Subscribe to the Non-Human & AI Identity Journal

How should security teams test LLMs for chained attack paths?

Security teams should test the full interaction chain, not just isolated jailbreak prompts. That means combining prompt injection, retrieval abuse, memory persistence, and tool-calling scenarios in one campaign so the team can see how hostile input compounds across a session. The goal is to find where state changes, not only where a response looks unsafe.

Why This Matters for Security Teams

Chained attack paths are the real failure mode in LLM security because attackers rarely need a single perfect jailbreak. They combine prompt injection, retrieval poisoning, memory abuse, and tool invocation until one unsafe step turns into a broader compromise. That is why test campaigns need to model the sequence, not just the prompt. Guidance from the OWASP Agentic AI Top 10 and NIST AI Risk Management Framework both point toward contextual, runtime evaluation rather than static content filtering.

For NHI Management Group, this is the same security pattern seen in broader non-human identity failures: the dangerous step is usually not the first credential or the first prompt, but the downstream trust chain. Research such as AI LLM hijack breach shows how compromised identities and exposed secrets can be operationalised quickly once an attacker reaches an execution path. Chained testing helps teams see whether the model can be induced to retrieve sensitive context, persist malicious instructions, or trigger an action that should have been blocked. In practice, many security teams discover the real issue only after the model has already crossed from unsafe text into unsafe state changes.

How It Works in Practice

Effective testing treats the LLM or agent as a stateful system with multiple trust boundaries. A useful campaign starts with benign-looking instructions, then introduces hostile content through one channel and checks whether the model later carries that intent into another channel, such as retrieval, memory, code execution, ticketing, or API calls. This is where agentic systems differ from simple chat interfaces: the risk is not just output quality, but whether the model can be driven to act across a chain of tools and permissions.

Teams should build scenarios that combine at least four elements:

  • Prompt injection that attempts to override system or developer instructions.
  • Retrieval abuse that plants poisoned context in documents, tickets, or knowledge bases.
  • Memory persistence that tests whether bad instructions survive across turns or sessions.
  • Tool-calling that checks whether the model can convert untrusted text into privileged actions.

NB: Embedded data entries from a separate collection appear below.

PR #2448, opened 2022-03-02
macos support: lint.sh doesn't find proper bash under /usr/local/bin + acme_extract (python) is trying to be shellchecked

NorseGaud:
# Description

1. `shopt -s inherit_errexit` is only a bash >= 4.x feature. Apple still hasn't updated bash from 3.x, but you can (and we tell contributors to in our docs) install 5.x. This installs into /usr/local/bin. However, when I go to run `make lint`, it fails at the shopt line.

2. acme_extract is being scanned by shellcheck due to permissions differences and throwing 

```
In target/bin/acme_extract line 1:
#!/usr/bin/env python3
^-- SC1071 (error): ShellCheck only supports sh/bash/dash/ksh scripts. Sorry!
```

## Type of change

## Checklist:


test/linting/lint.sh
```diff
@@ -1,4 +1,4 @@
-#! /bin/bash
+#!/usr/bin/env bash
```
casperklein, line 1: IMO this is the more common syntax. However all of our scripts have a space before the path, so we should do the same here..

```suggestion
#! /usr/bin/env bash
```

wernerfred (approved):
LGTM

casperklein (approved):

Map each step to a visible state transition. For example, test whether an injected instruction is ignored in chat but later resurfaced in retrieval, or whether a harmless-seeming request causes the agent to query a sensitive source. The important question is not “did the answer look unsafe?” but “did the model change what it believes, stores, or does?” That aligns with the operational guidance in the OWASP NHI Top 10 and the CSA MAESTRO agentic AI threat modeling framework, both of which emphasise compound risk across workflows. The same mindset also appears in MITRE ATLAS adversarial AI threat matrix, where attacks are framed as staged techniques rather than isolated prompts. These controls tend to break down when the LLM is wired to multiple external systems with weak logging and no session-level policy enforcement, because the chain becomes invisible once the first tool call succeeds.

Common Variations and Edge Cases

Tighter chain testing often increases test volume and operational overhead, so security teams have to balance depth against the time required to reproduce complex sessions. Current guidance suggests prioritising the highest-risk paths first, especially where the model can reach secrets, production APIs, or write-capable tools. There is no universal standard for this yet, but best practice is evolving toward scenario-based testing that mirrors attacker workflow rather than single-turn adversarial prompts.

Edge cases matter. A chatbot with no tool access may still be vulnerable to memory poisoning or retrieval abuse, while an autonomous agent with broad permissions may fail only after several apparently harmless steps. Multi-agent systems add another wrinkle: one compromised agent can feed another poisoned context, making the chain longer and harder to detect. This is also where NHI controls intersect with agent testing, because the model may be operating through service accounts or short-lived credentials that need to be exercised during the test, not assumed safe by design. The 52 NHI Breaches Analysis and NIST AI 600-1 Generative AI Profile are useful references when teams need to connect model behavior to identity and governance failures. In the real world, the hardest cases are systems that look safe in isolated prompt tests but fail once a malicious instruction survives long enough to reach a tool with real authority.

Standards & Framework Alignment

This section maps relevant standards and security frameworks to the operational risks and controls described in this guidance.

OWASP Agentic AI Top 10 and CSA MAESTRO address the attack and risk surface, while NIST AI RMF set the governance and control requirements practitioners need to meet.

Framework Control / Reference Relevance
OWASP Agentic AI Top 10 A1 Chained attacks exploit prompt injection and tool misuse across agent flows.
CSA MAESTRO T1 MAESTRO models agentic threats as staged, compound attack paths.
NIST AI RMF GOVERN AI RMF governance frames accountability for runtime AI risk testing.

Test full agent workflows for prompt injection, memory abuse, and unsafe tool execution.